I run through a list of people in my head who I might be able to call for a ride. To where, I’m not yet sure. My friend who lives in the city has a job at a mini golf place and I know he’ll be at work for a few hours still. I could call my mom, but I’m still mad at her for not sticking up for me. It really pisses me off that she always just defers to whatever my dad says. Doesn’t even seem to care what I’ll do or where I’ll go.
I consider going back, apologizing to Cynthia and telling her that I’ll do it. It feels like the most practical solution to my immediate housing dilemma. But no matter how hard I try to convince myself, I can’t will my legs to make in the direction of her apartment. My feet remain firmly anchored to the pavement, as though tethered by the remnants of bubblegum from all the payphone users who’ve gone before me.

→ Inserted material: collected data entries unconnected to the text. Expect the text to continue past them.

PR #241, opened 2019-02-14
[PLATFORM-157] Docs Page Turner

fonty1:
Page Turner component compares the current page with the docs navigation to offer previous/next pages. 

screenshot 2019-02-14 at 15 16 42

Desktop:
https://share.goabstract.com/5a80eb84-5956-4614-916a-ea4f143f395d
Mobile:
https://share.goabstract.com/50cafc7f-c723-4dc7-884e-06c0f09d8fd1

* includes strokeLinejoin, strokeLinecap typos from previous docs PR


app/src/docs/components/PageTurner/index.jsx
```diff
@@ -0,0 +1,91 @@
...
+
+class PageTurner extends React.Component<Props> {
+    generateNavButtons() {
+        const { navigationItems } = this.props
+        const { pathname } = this.props.location
+
+        let pathMatch = false
+        let firstMatch = false
+
+        const navigationPaths = Object.entries(navigationItems).reduce((acc, [key, val], index) => {
```
juhah: Needs comments about whats happening here 😄 Is this something that needs to happen on every render?

app/src/shared/components/SvgIcon/index.jsx
```diff
@@ -174,8 +174,8 @@ const sources = {
                     <path
                         d="M517,2614.5 C516.792893,2614.5 516.625,2614.66789 516.625,2614.875 C516.625,2615.08211 516.792893,2615.25 517,2615.25 C517.207107,2615.25 517.375,2615.08211 517.375,2614.875 C517.375,2614.66789 517.207107,2614.5 517,2614.5"
                         id="Path"
-                        strokeLineCap="round"
-                        strokeLineJoin="round"
+                        strokeLinecap="round"
+                        strokeLinejoin="round"
```
juhah: 🤔

fonty1: See my note above about my bad habit of adding unrelated PR code:
* includes strokeLinejoin, strokeLinecap typos from previous docs PR

app/src/docs/components/PageTurner/index.jsx
```diff
@@ -0,0 +1,91 @@
...
+    render() {
+        return (
+            <ul className={styles.pageTurnerContainer}>
+                {this.generateNavButtons()}
+            </ul>
+        )
+    }
+}
+
+export default withRouter(PageTurner)
```
tumppi: Usually I don't like using withRouter because of https://github.com/ReactTraining/react-router/pull/5552#issuecomment-331502281. But if it's hard to pass location down from parent(s) maybe this is ok 🙂

app/src/docs/components/PageTurner/index.jsx
fonty1: Should be better now. I've split the render logic into the calculation (init class property) and a subrender function. 

Also made the naming less robotic and added some comments.

juhah: Yep, much better 👍

app/src/shared/components/SvgIcon/index.jsx
juhah: Ah, missed that! Good spotting on those

app/src/docs/components/PageTurner/index.jsx
fonty1: @tumppi I had a go at this but my problem is that Storybook has trouble with the full demonstration of the component without a working router. For some reason storyRouter isn't getting the job done there! 
Any ideas there or do you think I should I just revert back to using withRouter()?

tumppi: Ah, don't know about storyRouter. Maybe you should revert back to withRouter 👍

fonty1: Sounds good, will keep an eye on withRouter() usage in the future anyway, good to know! 👍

I wrack my brain, trying to think of who else I might call. I’m scheduled to babysit for Rita and Tom later that night, I’m their regular babysitter for their pool league nights. It’s only a twenty-minute drive from the trailer park to the city, maybe if I explained my predicament, they’ll come get me and I can buy some time and figure out my situation once I’m back at their place.

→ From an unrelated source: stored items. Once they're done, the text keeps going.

PR #245, opened 2019-02-16
[PLATFORM-395] Clear orphaned ports

timoxley:
@juhah Just a WIP PR so can discuss changes.


app/src/editor/canvas/tests/canvas.test.js
```diff
@@ -0,0 +1,57 @@
...
+    it('reloads inputs and outputs from selected canvas', () => {
+        let canvas = State.emptyCanvas()
+        canvas = State.addModule(canvas, Mocks.Canvas())
+        const { hash } = canvas.modules.find((m) => m.jsModule === 'CanvasModule')
+
+        const newModule = Mocks.CanvasWithSelected()
+        const newCanvas = State.updateCanvas(State.updateModule(canvas, hash, () => newModule))
+        const subCanvas = newCanvas.modules.find((m) => m.jsModule === 'CanvasModule')
+
+        expect(subCanvas.params.length === newModule.params.length).toBeTruthy()
```
timoxley: `expect(subCanvas.params.length).toBe(newModule.params.length)` will produce a more revealing error on failure e.g.  "expected: true, received: false" doesn't indicate what the difference is, whether one module has zero, which module had an issue etc. Compare with  "expected: 0, received: 1". This gives some indication as to which module  might be having an issue and the nature of the failure. e.g. no data vs off-by-one

app/src/editor/canvas/tests/mocks.js
```diff
@@ -1,18 +1,33 @@
...
 }
 
 function createMockModuleFactory(data) {
     return () => {
-        const newData = { ...data }
-        if (newData.inputs) { newData.inputs = remapIds(newData.inputs) }
-        if (newData.outputs) { newData.outputs = remapIds(newData.outputs) }
-        if (newData.params) { newData.params = remapIds(newData.params) }
+        const index = {}
+        const newData = remapModule(data, index)
```
timoxley: Applying `remapModule` on the module itself probably isn't correct, the module's `id` shouldn't change as `id` refers to the module's "type" e.g. `Table` modules will always have the same `id`.  It's not ideal but the module's `hash` is the unique identifier, but also note it can't be a uuid as the server wants hash to be a 32bit number.

Modules already get a new hash generated when they are added to the canvas in `addModule` so likely nothing needs to be done to make this work in test.

juhah: Ok, the `id`/`hash` is still a bit confusing to me. I was trying to make it work so that the ports and output lifted from the subcanvas elements would stay the same. Although that's just testing the mock content and not the code...

app/src/editor/canvas/index.jsx
```diff
@@ -172,15 +172,52 @@ const CanvasEditComponent = class CanvasEdit extends Component {
...
+                type: 'json',
+            },
+            apiKey,
+        })
+
+        if (this.unmounted) { return }
+
+        const { json: newModule } = res
+
+        this.setCanvas({ type: 'Reload Module' }, (canvas) => (
```
timoxley: This creates an undo stack entry. Is that correct?

app/src/editor/canvas/index.jsx
```diff
@@ -172,15 +172,52 @@ const CanvasEditComponent = class CanvasEdit extends Component {
...
+            CanvasState.updateModule(canvas, hash, () => ({
+                ...newModule,
+                params: newModule.params.filter((param) => oldParamNames.includes(param.name)),
+                inputs: newModule.inputs.filter((input) => oldInputNames.includes(input.name)),
+                outputs: newModule.outputs.filter((output) => oldOutputNames.includes(output.name)),
```
timoxley: I don't quite follow this `filter` step, if the old module had a port with the same name… don't include it in the new module?

app/src/editor/canvas/index.jsx
```diff
@@ -172,15 +172,52 @@ const CanvasEditComponent = class CanvasEdit extends Component {
...
 
-        if (!this.unmounted) {
-            replace(() => CanvasState.updateModule(this.props.canvas, hash, () => newModule))
+            if (!this.unmounted) {
+                replace(() => CanvasState.updateModule(this.props.canvas, hash, () => newModule))
+            }
+        } catch (error) {
+            console.error(error.message)
+            // undo value change
+            undo()
```
timoxley: `undo()` is probably not what we want, since it would leave the bad state in the available to be redone… plus I'm not sure there's currently any guarantee of what exactly is being undone.

app/src/editor/canvas/index.jsx
```diff
@@ -172,15 +172,52 @@ const CanvasEditComponent = class CanvasEdit extends Component {
...
+        try {
+            const newModule = await sharedServices.getModule(module)
 
-        if (!this.unmounted) {
-            replace(() => CanvasState.updateModule(this.props.canvas, hash, () => newModule))
+            if (!this.unmounted) {
+                replace(() => CanvasState.updateModule(this.props.canvas, hash, () => newModule))
+            }
+        } catch (error) {
+            console.error(error.message)
```
timoxley: This removes the stack trace from the reported error… `console.error(error)` should do the right thing?

app/src/editor/canvas/index.jsx
juhah: This was actually old code, so ignore.

app/src/editor/canvas/index.jsx
juhah: This was actually old code, so ignore.

app/src/editor/canvas/index.jsx
juhah: Yep, it's probably not right. The issue here is that if the user is allowed to select a canvas without any inputs, the value is saved which will cause the whole canvas saving to fail. That's why we'd need something to reset the value back to a working canvas. Of course, best would be that the canvases wouldn't come from the backend in the first place...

The man has finished his diatribe and is walking off shaking his head, mumbling something to himself about the fiscal responsibility of homeowners. I pick up the greasy phone receiver and insert my quarter. When I hear Rita’s voice on the other end, relief washes over me, and I start to cry. “Hey, Rita?” I sob into the receiver. “I’m stuck in the city, and I don’t have anywhere to go. I’m kinda scared. Any chance you could come pick me up?”